Ṣuhayb ibn Sinân Ar-Rûmî (qu’Allah
l’agrée) relate que le Messager d’Allah (sur lui la paix et le salut) a
dit : « Parmi ceux qui vous ont précédés, il y avait un roi qui avait un
sorcier auprès de lui. Devenu vieux, le sorcier a dit au roi : « Voilà
que j’ai vieilli, envoie-moi donc un garçon à qui j’enseignerai la
sorcellerie ! » Il lui envoya donc un garçon pour qu’il soit son élève.
Lorsqu’il se rendait chez le sorcier, le garçon empruntait un chemin sur
lequel se trouvait un moine et auprès duquel il s’asseyait pour écouter
ses paroles, qui l’enchantèrent. A chaque fois qu’il se rendait chez le
sorcier, il passait chez le moine et s’asseyait avec lui et lorsqu’il
arrivait chez le sorcier, celui-ci le frappait. Un jour, il s’est plaint
de cela au moine qui lui a alors dit : « Si tu redoutes le sorcier,
alors dis : « Ma famille m’a retenu ! » Et si tu redoutes ta famille,
alors dis : « Le sorcier m’a retenu ! » Un jour, comme à son habitude
[où il se rendait chez le sorcier], il rencontra une bête immense et
imposante qui retenait les gens. Il s’est alors dit en lui-même : «
Aujourd’hui, je saurai qui est le meilleur entre le sorcier et le moine.

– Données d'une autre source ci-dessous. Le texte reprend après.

PR #156, opened 2016-06-10
Add combine_consecutive_unsets fixer rule

Soullivaneuh:
Calling unset on multiple items should be done in one call.


Soullivaneuh:
Other fixers to add, will open another PR.

PR #164, opened 2016-06-11
Removed unstable branch for dashboard-bundle

core23:
As long as we don't have a stable release, we could use the master branch for development. 

We are <1.0, so we can't have any BC break, which would justify a separate branch.

### DIFF
--- a/config/projects.yml
+++ b/config/projects.yml
@@ -108,13 +108,6 @@ dashboard-bundle:
         sonata_core: ['3']
         sonata_admin: ['3']
         sonata_block: ['3']
-    0.x:
-      php: ['5.3', '5.4', '5.5', '5.6', '7.0']
-      versions:
-        symfony: ['2.3', '2.7', '2.8', '3.0', '3.1']
-        sonata_core: ['3']
-        sonata_admin: ['3']
-        sonata_block: ['3']
 
 datagrid-bundle:
   branches:


Soullivaneuh:
That change not really nothing. 1.x is the default branch, so let's work on this only and the backport will be automatically made on master.

BTW, doing this would produce weird results on documentation.

Soullivaneuh:
@core23 Can I close it or do you have anything to say about my comment?

core23:
I don't get the advantage of supporting a `0.x` / dev branch and a `master` branch for the moment. We should remove the `0.x` branch unless we have a stable 1.x release.

Soullivaneuh:
I get that at your first comment. What about my answer?

Sullivan SENECHAL
Le 15 juin 2016 19:24, "Christian Gripp" <notifications@github.com> a
écrit :

Soullivaneuh:
After reflection, this is the same case for admin-search-bundle.

I can do that, but all opened PR will be automatically closed.

Do you confirm @core23 ?

core23:
Maybe we should remove the branch on the admin search bundle first, because there are no open PRs.

For the dashboard bundle: Could we remove the master and rename the 0.x branch to master to port all PRs? Never tried :/

core23:
Or just wait until we accept all open PRs? What do you think @greg0ire

Soullivaneuh:
> Maybe we should remove the branch on the admin search bundle first, because there are no open PRs.

You didn't understand me, there is no 0.x branch on admin-search: https://github.com/sonata-project/SonataAdminSearchBundle/branches

Nothing to do here.

> For the dashboard bundle: Could we remove the master and rename the 0.x branch to master to port all PRs? Never tried :/

I don't think we can do that. "Renaming a branch" is the same as push a new one and delete the all.

@greg0ire Can you confirm?

greg0ire:
> I don't think we can do that. "Renaming a branch" is the same as push a new one and delete the all.

I think so too.

PR #151, opened 2016-06-09
Issue template rework

Soullivaneuh:

PR #171, opened 2016-06-15
use 'PHP version' instead of 'php version'

OskarStark:


Soullivaneuh:
The Issue template is reworked here: #151

OskarStark:
Sorry, i missed this!

PR #175, opened 2016-06-17
Getting a stack trace

greg0ire:
There are still a lot of issues without a stack trace, let's try to fix that.


Soullivaneuh:
Looks good.

PR #177, opened 2016-06-18
[WIP] Symfony way

soullivaneuh:
The goal is to take profit of Symfony services container and controllers.

I'll try to not introduce the full stack as we don't need it for this project.

cc @greg0ire 
- [ ] Use Symfony services on commands
- [ ] Introduce Symfony controllers
- [ ] Remove Silex
- [ ] Rework parameters and config (.env not needed) if necessary
- [ ] Add some unit and feature tests (behat)

### DIFF
--- a/composer.json
+++ b/composer.json
@@ -20,7 +20,8 @@
         "symfony/console": "^3.0",
         "symfony/filesystem": "^3.0",
         "twig/twig": "^1.24",
-        "vlucas/phpdotenv": "^2.2"
+        "vlucas/phpdotenv": "^2.2",
+        "symfony/http-kernel": "^3.1"
     },
     "require-dev": {
         "symfony/var-dumper": "^3.0"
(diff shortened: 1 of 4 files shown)


greg0ire:
"Freature" makes me hungry :trollface:

greg0ire:
How about a container interop implementation instead? Won't sf move to this one day?

Soullivaneuh:
> How about a container interop implementation instead? Won't sf move to this one day?

You got my attention, can you develop?

greg0ire:
I'm in the train right now so hard to develop but IIRC there is a PSR for containers, so let's use an implementation of this standard maybe?

Soullivaneuh:
You mean this one? https://github.com/php-fig/fig-standards/blob/master/proposed/container.md

Right, if you say Symfony will go for it, we can use it waiting that, no? Or have you other suggestions?

greg0ire:
Looks like it is not even accepted yet and symfony container already named its method the right way so let's use sf

core23:
Are you still working on this @Soullivaneuh ?

core23:
This PR looks dead. Feel free to reopen if you will continue working on this.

Il prit une pierre et dit : « Ô Allah ! Si tu préfères la voie du moine
à celle du sorcier, alors tue cette bête, pour que les gens puissent
continuer leur route ! » Il jeta la pierre et tua la bête et les gens
purent alors continuer leur route. Il alla en informer le moine qui lui
dit : « Eh bien, mon fils ! Désormais, tu es meilleur que moi ! Je
constate que tu as atteint un haut niveau ! Assurément, tu vas être
éprouvé ! Toutefois, si on t’éprouve, alors ne me dénonce pas ! » C’est
ainsi que le garçon guérissait l’aveugle et le lépreux de même qu’il
soignait les gens contre tous les maux. L’un des proches du roi entendit
parler de lui. Devenu aveugle, il alla à sa rencontre avec de nombreux
présents et lui dit : « Si tu me guéris, alors tout ceci est pour toi !
» Mais, il répondit : « Je ne guéris personne, mais c’est Allah [Seul]
qui guérit. Si tu crois en Allah, je L’invoquerai et Il te guérira ! »
L’homme crut en Allah et Allah le guérit. Il se rendit alors auprès du
roi et s’assit auprès de lui comme il en avait l'habitude. Le roi lui
demanda : « Qui t’a rendu la vue ? » Il répondit : « Mon Seigneur ! ».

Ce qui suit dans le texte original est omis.